(PROBLEM TO WORK ON): In the entries below, find every line with "quic" and copy it.

======== WORKING DATA ========

Issue #9376, opened 2023-02-03
Error message from convert2yaml is not very user friendly


maskit:
I faced this error when I converted my records.conf to yaml format.
```
Something went wrong: 'int' object does not support item assignment
Traceback (most recent call last):
  File "/Users/mkitajo/src/github.com/trafficserver/tools/records/convert2yaml.py", line 300, in <module>
    func(args)
  File "/Users/mkitajo/src/github.com/trafficserver/tools/records/convert2yaml.py", line 259, in handle_file_input
    add_object(config, name, value[:-1], type)
  File "/Users/mkitajo/src/github.com/trafficserver/tools/records/convert2yaml.py", line 203, in add_object
    add_object(config[key], var[index + 1:], value, type=type)
  File "/Users/mkitajo/src/github.com/trafficserver/tools/records/convert2yaml.py", line 203, in add_object
    add_object(config[key], var[index + 1:], value, type=type)
  File "/Users/mkitajo/src/github.com/trafficserver/tools/records/convert2yaml.py", line 203, in add_object
    add_object(config[key], var[index + 1:], value, type=type)
  [Previous line repeated 1 more time]
  File "/Users/mkitajo/src/github.com/trafficserver/tools/records/convert2yaml.py", line 197, in add_object
    config[var] = get_value(type, value)
TypeError: 'int' object does not support item assignment
```

The problem was that my records.config had both an old setting and new settings for `proxy.config.ssl.client.verify.server`.

Old
```
CONFIG proxy.config.ssl.client.verify.server INT 0
```

New
```
CONFIG proxy.config.ssl.client.verify.server.policy STRING DISABLED
CONFIG proxy.config.ssl.client.verify.server.properties STRING ALL
```

The old one made the convert script think it's an integer setting and then new ones tried to add a child to the integer item. It's not the script's fault, but it would be nice if we could show more user friendly error message.

PR #9378, opened 2023-02-03
Make sure we let the user know we are about to perform an invalid conversion.

brbzull0:
before failing with an ugly message.
Also make the traceback output optional, add (-e) option.

it may with https://github.com/apache/trafficserver/issues/9376


maskit (approved):
Looks good. Thank you.

PR #9380, opened 2023-02-03
Try shasum with algo option if sha256sum is unavailable

maskit:
`sha256sum` is unavailable on macOS but `shasum`.


zwoop (approved):
Cool. My mad had shasum256 but I didn’t check to see what provides it.

PR #9381, opened 2023-02-03
Fix stack overflow on sending UDP packets

maskit:
The check is simply wrong. It has to break out from the loop if `npackets` reaches the limit.

### DIFF
--- a/iocore/net/UnixUDPNet.cc
+++ b/iocore/net/UnixUDPNet.cc
@@ -979,7 +979,7 @@ sendPackets:
     bytesThisPipe       -= pktLen;
     packets[npackets++] = p;
   next_pkt:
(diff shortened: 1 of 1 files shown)


zwoop (approved):

bryancall (approved):

iocore/net/UnixUDPNet.cc
```diff
@@ -979,7 +979,7 @@ UDPQueue::SendPackets()
     bytesThisPipe       -= pktLen;
     packets[npackets++] = p;
   next_pkt:
-    if (bytesThisPipe < 0 && npackets == N_MAX_PACKETS) {
+    if (bytesThisPipe < 0 || npackets == N_MAX_PACKETS) {
```
bryancall, line 982: >= seems safer, but it really shouldn't matter

PR #9382, opened 2023-02-04
Use snprintf

maskit:
Another cleanup for deprecated sprintf. This makes `make` and `make check` happy with my configuration (there are still some sprintf left).

### DIFF
--- a/iocore/cache/test/main.cc
+++ b/iocore/cache/test/main.cc
@@ -116,11 +116,11 @@ build_hdrs(HTTPInfo &info, const char *url, const char *content_type)
 
   REQUIRE(url != nullptr);
 
-  p += snprintf(p, sizeof(buf), "GET %s HTTP/1.1\n", url);
-  p += snprintf(p, sizeof(buf), "User-Agent: curl/7.47.0\n");
-  p += snprintf(p, sizeof(buf), "Accept: %s\n", content_type);
-  p += snprintf(p, sizeof(buf), "Vary: Content-type\n");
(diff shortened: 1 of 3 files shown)


zwoop (approved):

bneradt (approved):

iocore/cache/test/main.cc
```diff
@@ -116,11 +116,11 @@ build_hdrs(HTTPInfo &info, const char *url, const char *content_type)
 
   REQUIRE(url != nullptr);
 
-  p += sprintf(p, "GET %s HTTP/1.1\n", url);
-  p += sprintf(p, "User-Agent: curl/7.47.0\n");
-  p += sprintf(p, "Accept: %s\n", content_type);
-  p += sprintf(p, "Vary: Content-type\n");
-  p += sprintf(p, "Proxy-Connection: Keep-Alive\n\n");
+  p += snprintf(p, sizeof(buf), "GET %s HTTP/1.1\n", url);
+  p += snprintf(p, sizeof(buf), "User-Agent: curl/7.47.0\n");
```
bneradt, line 120: Actually, I suppose we need to decrement the size of the buffer passed to snprintf with each write. Maybe something like:

```
  p += snprintf(p, sizeof(buf) - strnlen(p, sizeof(buf)), "User-Agent: curl/7.47.0\n");
```

bneradt (changes requested):

iocore/cache/test/main.cc
maskit: You're right. I updated the code.

bneradt (approved):
Looks good.

Issue #5974, opened 2019-10-01
Turning on PROXY Protocol forces clients to perform ALPN, otherwise connections are dropped


HT154:
ATS: 8.0.5
OpenSSL: 1.0.2r

```
CONFIG proxy.config.http.server_ports STRING 8080:pp:proto=http 8443:ssl:pp:proto=http
```

Running Nginx on localhost, stream proxying connections on 80/443 to 8080/8443 with PROXY protocol.

Working via cURL:
```bash
$ curl https://localhost -I
HTTP/1.1 200 OK
Server: ATS/8.0.5
Date: Tue, 01 Oct 2019 00:09:30 GMT
Content-Type: text/html
X-Artifactory-Id: 7ec3d2bf97259bfba06cad2cf4ef343cb4370a8f
X-Artifactory-Node-Id: art_mr2_3
Age: 0
Connection: keep-alive
```

Not working via Python `requests`:
```python
import requests
requests.get('https://localhost')
# <traceback snipped>
# requests.exceptions.SSLError: HTTPSConnectionPool(host='localhost', port=443): Max retries exceeded with url: /artifactory/api/pypi/pypi-virtual/simple/crude/ (Caused by SSLError(SSLCertVerificationError(1, '[SSL: CERTIFICATE_VERIFY_FAILED] certificate verify failed: self signed certificate in certificate chain (_ssl.c:1056)')))
```

Working via Python `requests` after forcing ALPN:
```python
from requests import Session
from requests.adapters import HTTPAdapter
from requests.packages.urllib3.util.ssl_ import create_urllib3_context

class HTTP11ALPNAdapter(HTTPAdapter):
    def init_poolmanager(self, *args, **kwargs):
        ctx = create_urllib3_context()
        ctx.set_alpn_protocols(['http/1.1'])
        kwargs['ssl_context'] = ctx
        return super().init_poolmanager(*args, **kwargs)

s = requests.Session()
s.mount('https://localhost', HTTP11ALPNAdapter())
s.get('https://localhost')
# <Response [200]>
```

@masaori335 was able to reproduce this and track down that it was the `pp` in the `server_ports` config line that was triggering this behavior. When `pp` was not specified, clients not performing ALPN worked as expected.

masaori335:
@reveller Could you take a look? It looks like the combination of `:pp` & `:ssl` goes something wrong. I tired some combinations with above settings (`8443:ssl:pp:proto=http`).
[...]

PR #9383, opened 2023-02-05
Proxy Protocol: Allow for no Proxy Protocol header

bneradt:
Prior to this patch, if the user specified that a listening port may have Proxy Protocol headers on connections via `pp` in the server_ports configuration, the connection would be dropped if such a header was not sent. This makes ATS flexible in such situations: if the Proxy Protocol port is there, then it is processed, otherwise the connection is processed according to the other specifications in the server_ports configuration for the port.


masaori335 (approved):
This makes ATS more flexible with `pp` on `server_port`. Also, this fixes #5974.

sfeltner-godaddy (approved):
This looks great.  Thanks for this update, @bneradt!

PR #9385, opened 2023-02-07
Use IOBufferBlock instead of alloc to avoid stackoverflow

maskit:
Use of `alloca` is inappropriate because buffer sizes requested here can be megabytes in total.


bryancall (approved):
Ran some benchmarks with 2M requests and it doesn't have memory problems anymore.

PR #9386, opened 2023-02-07
Enable UDP GSO by default

maskit:
There's no reason not to enable GSO by default. If it's enabled on a system that doesn't support GSO, ATS fallbacks to non GSO mode automatically.


zwoop:
[approve ci autest]

zwoop (approved):

bryancall (approved):

PR #9387, opened 2023-02-07
Update h2disable tests for new curl output

bneradt:
The h2disable and h2disable_no_accept_threads autests both had curl output expectations that have changed in the recent release of curl. Here is the old output:

```
Using HTTP2, server supports multiplexing
```

Here is the new output

```
using HTTP/2
```

This updates the ContainsExpression and ExcludesExpression strings to be able to work with both versions of curl.


randall (approved):

bneradt:
I'm suggesting we port this back to 9.2.x because it is a test only change that will be annoying if anyone updates their curl and runs autest for the older branch.

zwoop:
Cherry-picked to v9.2.x

PR #9464, opened 2023-02-26
Adds a --enable-lto option (Link Time Optimization)

zwoop:
In my tests (not particularly scientific), this is about 10% more RPS (faster), while at the same time over 40% lower latency on first response byte. Yes, this can be accomplished without a new configure option, I just find this more convenient.

I've only tested this with LLVM.

### DIFF
--- a/build/common.m4
+++ b/build/common.m4
@@ -37,6 +37,9 @@ EOF
   if test -n "$CXX"; then
     echo "CXX=\"$CXX\"; export CXX" >> $1
   fi
+  if test -n "$LD"; then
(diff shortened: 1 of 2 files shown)


bneradt (commented):
Looks good.

I assume this doesn't increase build times too much?

zwoop:
I've updated this with some input from smart people (thanks Randall and Craig).

bneradt (dismissed):

bneradt (approved):

zwoop:
Cherry-picked to v9.2.x

PR #9465, opened 2023-02-27
Make header prefix matching case-insensitive in authProxy

Ftywan:
An update on #9271, making the matching of headers and prefix param case-insensitive.


zwoop:
Looks good. @ezelkow1 Can you please review?

ezelkow1 (approved):

PR #9469, opened 2023-02-28
Use deprecated OpenSSL APIs for MD5 and SHA256 if available

maskit:
The new API requires heap allocation. We want to stick with the old API that doesn't require it as long as it's available.

### DIFF
--- a/configure.ac
+++ b/configure.ac
@@ -1307,6 +1307,8 @@ AC_CHECK_FUNCS([ \
   X509_get0_signature \
   ERR_get_error_all \
   SHA1 \
+  SHA256_Init \
+  MD5_Init \
   SSL_SESSION_dup \
 ])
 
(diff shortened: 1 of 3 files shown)


zwoop:
Do we need this for 9.2.x as well?

maskit:
On 9.2.x, only sha256 use non-deprecated API. We wouldn't be able to simply cherry-pick this change, but the change for 9.2.x should not be too difficult.

zwoop:
Even with jemalloc, this makes master ~15% more RPS and ~15% lower latency, running at close to 1M RPS. Without jemalloc, the improvements is even more. Lesson is: don't malloc :).

bryancall (approved):

maskit:
#9473 is for 9.2.x.

PR #9475, opened 2023-03-01
Replace httpbin with go-httpbin

bneradt:
The Python httpbin is no longer maintained and has dependency issues upon an old Werkzeug from which we would like to unpin. This converts our tests to using go-httpbin instead of the Python httpbin module.


brbzull0 (approved):
Thanks Brian

randall (approved):

PR #9477, opened 2023-03-01
QUIC: Make sure the some of the quic configs get set into the quiche impl.

brbzull0:
Just passing them into the quche lib.

```yaml
ts:
  quic:
    no_activity_timeout_in: 1000
    initial_max_data_in: 60000
    initial_max_stream_data_bidi_local_in: 1000
    initial_max_stream_data_bidi_remote_in: 1000
    initial_max_stream_data_uni_in: 4000
```

values are advertised correctly:
```
I00000018 0x65b8963682593300 cry remote transport_parameters initial_max_stream_data_bidi_local=1000
I00000018 0x65b8963682593300 cry remote transport_parameters initial_max_stream_data_bidi_remote=1000
I00000018 0x65b8963682593300 cry remote transport_parameters initial_max_stream_data_uni=4000
I00000018 0x65b8963682593300 cry remote transport_parameters max_idle_timeout=1000
I00000018 0x65b8963682593300 cry remote transport_parameters initial_max_data=60000
```
curl seems to be getting it:
```
...
* ngtcp2_conn_handle_expiry returned error: ERR_IDLE_CLOSE
* Connection #0 to host 127.0.0.1 left intact
...
```

### DIFF
--- a/doc/admin-guide/files/records.yaml.en.rst
+++ b/doc/admin-guide/files/records.yaml.en.rst
@@ -4489,12 +4489,16 @@ removed in the future without prior notice.
 .. ts:cv:: CONFIG proxy.config.quic.no_activity_timeout_in INT 30000
    :reloadable:
 
+   The max idle timeout in milliseconds.
    This value will be advertised as ``idle_timeout`` Transport Parameter.
+   Transport Parameter.
 
 .. ts:cv:: CONFIG proxy.config.quic.no_activity_timeout_out INT 30000
    :reloadable:
 
+   The max idle timeout in milliseconds.
    This value will be advertised as  ``idle_timeout`` Transport Parameter.
+   Transport Parameter.
 
 .. ts:cv:: CONFIG proxy.config.quic.preferred_address_ipv4 STRING ""
    :reloadable:
@@ -4510,6 +4514,9 @@ removed in the future without prior notice.
 
 .. ts:cv:: CONFIG proxy.config.quic.initial_max_data_in INT 65536
    :reloadable:
+
+   Integer value that contains the initial value for the maximum amount of data
+   that can be sent on the connection.
 
    This value will be advertised as ``initial_max_data`` Transport Parameter.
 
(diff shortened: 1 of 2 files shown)


brbzull0:
@maskit  is `ts.quic.no_activity_timeout_in` the right field to be used for the `max_idle_timeout` set by `quiche_config_set_max_idle_timeout`?

brbzull0:
[approve ci autest]

brbzull0:
[approve ci autest]

maskit:
> is ts.quic.no_activity_timeout_in the right field to be used for the max_idle_timeout set by quiche_config_set_max_idle_timeout?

========

(ANSWER TO THE PROBLEM):
QUIC: Make sure the some of the quic configs get set into the quiche impl.
  quic:
 .. ts:cv:: CONFIG proxy.config.quic.no_activity_timeout_in INT 30000
 .. ts:cv:: CONFIG proxy.config.quic.no_activity_timeout_out INT 30000
 .. ts:cv:: CONFIG proxy.config.quic.preferred_address_ipv4 STRING ""
 .. ts:cv:: CONFIG proxy.config.quic.initial_max_data_in INT 65536
@maskit  is `ts.quic.no_activity_timeout_in` the right field to be used for the `max_idle_timeout` set by `quiche_config_set_max_idle_timeout`?
> is ts.quic.no_activity_timeout_in the right field to be used for the max_idle_timeout set by quiche_config_set_max_idle_timeout?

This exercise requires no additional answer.